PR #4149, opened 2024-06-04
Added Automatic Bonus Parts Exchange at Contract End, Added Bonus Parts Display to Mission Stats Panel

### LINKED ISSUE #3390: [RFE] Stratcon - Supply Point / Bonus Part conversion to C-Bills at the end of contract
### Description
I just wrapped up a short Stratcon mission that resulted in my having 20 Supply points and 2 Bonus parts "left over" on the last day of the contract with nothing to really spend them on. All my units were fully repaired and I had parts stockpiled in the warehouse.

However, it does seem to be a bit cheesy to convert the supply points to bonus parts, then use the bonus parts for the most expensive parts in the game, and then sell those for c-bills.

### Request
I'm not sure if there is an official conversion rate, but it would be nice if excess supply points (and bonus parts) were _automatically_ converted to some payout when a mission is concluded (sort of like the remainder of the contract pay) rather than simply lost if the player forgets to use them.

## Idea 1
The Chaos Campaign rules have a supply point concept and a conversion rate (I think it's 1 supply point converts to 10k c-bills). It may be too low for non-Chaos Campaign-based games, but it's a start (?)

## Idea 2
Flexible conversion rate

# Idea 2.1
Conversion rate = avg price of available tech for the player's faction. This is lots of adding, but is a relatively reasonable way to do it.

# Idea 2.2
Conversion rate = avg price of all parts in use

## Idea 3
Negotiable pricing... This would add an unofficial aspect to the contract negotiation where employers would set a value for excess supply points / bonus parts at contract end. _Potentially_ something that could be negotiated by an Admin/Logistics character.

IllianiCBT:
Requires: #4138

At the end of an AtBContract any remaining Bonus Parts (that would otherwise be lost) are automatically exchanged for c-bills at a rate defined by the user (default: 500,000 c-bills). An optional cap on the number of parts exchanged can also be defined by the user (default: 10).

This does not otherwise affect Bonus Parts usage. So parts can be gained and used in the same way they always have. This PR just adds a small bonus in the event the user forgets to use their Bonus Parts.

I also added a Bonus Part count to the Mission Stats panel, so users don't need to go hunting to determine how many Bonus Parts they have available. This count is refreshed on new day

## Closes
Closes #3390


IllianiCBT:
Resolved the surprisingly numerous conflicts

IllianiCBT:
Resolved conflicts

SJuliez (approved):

------------------------------------------------------------------------

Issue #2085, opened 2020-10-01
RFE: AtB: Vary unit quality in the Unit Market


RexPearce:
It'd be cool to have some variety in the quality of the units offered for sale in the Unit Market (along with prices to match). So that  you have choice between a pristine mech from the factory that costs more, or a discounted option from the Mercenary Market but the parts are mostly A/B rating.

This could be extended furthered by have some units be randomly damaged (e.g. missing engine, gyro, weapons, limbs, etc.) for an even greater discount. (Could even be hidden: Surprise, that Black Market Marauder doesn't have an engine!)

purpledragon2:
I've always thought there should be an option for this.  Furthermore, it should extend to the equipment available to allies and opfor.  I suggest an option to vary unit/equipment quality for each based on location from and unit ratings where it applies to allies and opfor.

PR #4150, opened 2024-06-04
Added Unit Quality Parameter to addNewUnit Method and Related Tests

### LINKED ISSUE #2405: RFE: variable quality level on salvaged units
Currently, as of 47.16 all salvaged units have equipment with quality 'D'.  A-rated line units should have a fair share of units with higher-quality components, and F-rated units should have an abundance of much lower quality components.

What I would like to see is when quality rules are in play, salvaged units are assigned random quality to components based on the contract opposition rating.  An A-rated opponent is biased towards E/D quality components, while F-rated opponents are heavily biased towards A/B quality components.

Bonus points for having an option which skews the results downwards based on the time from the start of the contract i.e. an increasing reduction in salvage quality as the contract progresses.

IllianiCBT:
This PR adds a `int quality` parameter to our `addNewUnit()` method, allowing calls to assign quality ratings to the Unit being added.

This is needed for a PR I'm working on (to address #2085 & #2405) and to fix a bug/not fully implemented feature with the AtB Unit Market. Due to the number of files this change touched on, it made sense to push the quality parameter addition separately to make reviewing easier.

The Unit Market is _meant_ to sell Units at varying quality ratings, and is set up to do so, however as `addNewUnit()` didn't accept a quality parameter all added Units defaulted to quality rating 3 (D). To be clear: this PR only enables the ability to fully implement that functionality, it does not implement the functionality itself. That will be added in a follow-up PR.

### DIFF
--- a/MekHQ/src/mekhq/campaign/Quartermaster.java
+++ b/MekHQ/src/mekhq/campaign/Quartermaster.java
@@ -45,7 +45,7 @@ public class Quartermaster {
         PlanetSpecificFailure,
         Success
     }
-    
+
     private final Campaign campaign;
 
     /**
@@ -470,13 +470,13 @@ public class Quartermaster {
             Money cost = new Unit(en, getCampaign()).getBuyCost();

------------------------------------------------------------------------

How many lines in this listing contain "java"? Give that number and stop.

2